I went into the meeting with a clear goal, to get my active brain under control. Since I was child, I’ve always had trouble when I tried to focus one thought or activity at a time. And any time I misbehaved, got distracted, or couldn’t sit still it was accounted to me as being undisciplined. Turns out, I might have adult ADHD.

This potential diagnosis isn’t the unexpected bit. For a while I suspected I may have some sort of mental disability or disorder like ADHD or some type of depression. I’m not ashamed of it, and would rather know the name of the demon I’m up against. One way or another, I’m going to tackle that bastard, day-by-day.

Sure. Let’s Do this

The surprise came when my new counselor asked “when you thoughts run, are they negative?” I thought it was an odd question, but answered honestly.
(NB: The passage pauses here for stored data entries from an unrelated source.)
PR #200, opened 2017-12-06
p2p and rpc: a few misc fixes

gsalgado:
- Log to a file in lightchain_shell
- Rename Peer.stop_and_wait_until_finished() to stop()
- lightchain.py, lightchain_shell.py and rpc/server.py now connect to ropsten by default
- peer.py no longer takes a db/mainnet arg as it no longer handles sync

### DIFF
--- a/evm/p2p/lightchain.py
+++ b/evm/p2p/lightchain.py
@@ -88,7 +88,7 @@ class PeerPool:
     async def stop_all_peers(self):
         self.logger.info("Stopping all peers ...")
         await asyncio.gather(
-            *[peer.stop_and_wait_until_finished() for peer in self.connected_nodes.values()])
+            *[peer.stop() for peer in self.connected_nodes.values()])
 
     async def stop(self):
         self._should_stop.set()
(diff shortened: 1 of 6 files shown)


evm/p2p/lightchain.py
```diff
@@ -265,9 +265,10 @@ def peer_block_height(peer: LESPeer):
         done, pending = await asyncio.wait(
             [self._announcement_queue.get(), wait_for_stop_event()],
             return_when=asyncio.FIRST_COMPLETED)
-        # The async call above returns as soon as one of our 2 coroutines complete, so we know
-        # for sure we'll have one task in the <done> and one task in the <pending> set.
-        pending.pop().cancel()
+        # The asyncio.wait() call above may return both tasks as done, so check that we have
+        # a pending task before attempting to cancel it.
+        if len(pending) > 0:
```
pipermerriam: Do you think `while pending:` is more legible?

gsalgado: `while pending:` or `if pending:`? There would never be more than one pending task here

gsalgado:
I guess you mean docs for rpc/server.py? I'll add them tomorrow

evm/p2p/lightchain.py
pipermerriam: Ok, now that I went and read what `asyncio.wait` does that makes sense.  

Would it be easy at some point in the future for a change to be made to the code above such that `pending` then has more than one *thing* in it at which point this would fail to stop the additional one?  Hence it seems appropriate to write this code in a way that deals with all items in the iterable rather than special casing it for a single item.

Suggestion was more about semantic correctness than the specifics of this functionality.  I'll defer to what you think is best.

pipermerriam:
:shipit: when ready.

Sometimes. Then we began to discuss the negative thoughts. I realized they were mostly related to potential future events. Mainly, dating.

Of Course, I’m Scared to Date

Over the last ten minutes of our session, I saw where I’m afraid to date someone new. The thought depressed me for most of the afternoon, and I felt like I’d slid back into some past version of myself.

The one thing I want to avoid is to let fear run my life, to allow it to make decisions for me. But, that’s not what I’m doing.

Whenever I picture myself in a future relationship, I see it ending in a breakup. It usually happens in some manner I couldn’t predict, and I tell myself “that’s life.” This projection of failure keeps me on the sidelines. It fuels the excuses I give myself and allows me to postpone more pain. As long as a successful relationship is “out there in the future,” I don’t have to do anything right now.

The only honest reason I haven’t tried to date someone new is I’m scared. I’m scared I won’t find someone as good as Ms C. If I do happen to find someone as good or better than her, then I’m scared the relationship will end just like all the rest. I’ll be bewildered that I gave another woman everything I had, and it wasn’t good enough. She will still run away.

Faith is Hard When Fear is High

I thought Ms C was an amazing woman and was so thankful to have found her. I knew what I had in her and with her. It was good. So, it’s hard for me to imagine something as good or better. In my head, I know none of that is true. I know I’ll keep going and find my forever lady.

My heart wants to protect itself.

I knew as she said the words, asked the questions, and put her finger on the fears buried deep in soul, it’s time to move on. It’s time to move forward, one little act of faith at a time.

Time to Face my Fears

It’s unclear what moving forward looks like on this cold rainy evening. It could be as simple as downloading any of the dating apps onto my phone and give them a whirl. At this point, I’m just looking for a fun conversation.

It was a tough day full of literal, mental, and emotional pain. For a brief moment, I felt discouraged about my progress. Then, I went for a walk and met Jesus. He’s my forever friend and Guide. Days like today have and will always be part of my life, but they are not my story.

Today, I moved forward in life. I grew just a bit more, and I’m looking to the future with hope instead of fear. That’s the goodness of the Lord. This is His timing. Whether I think I’m ready or not, I’m moving with Him.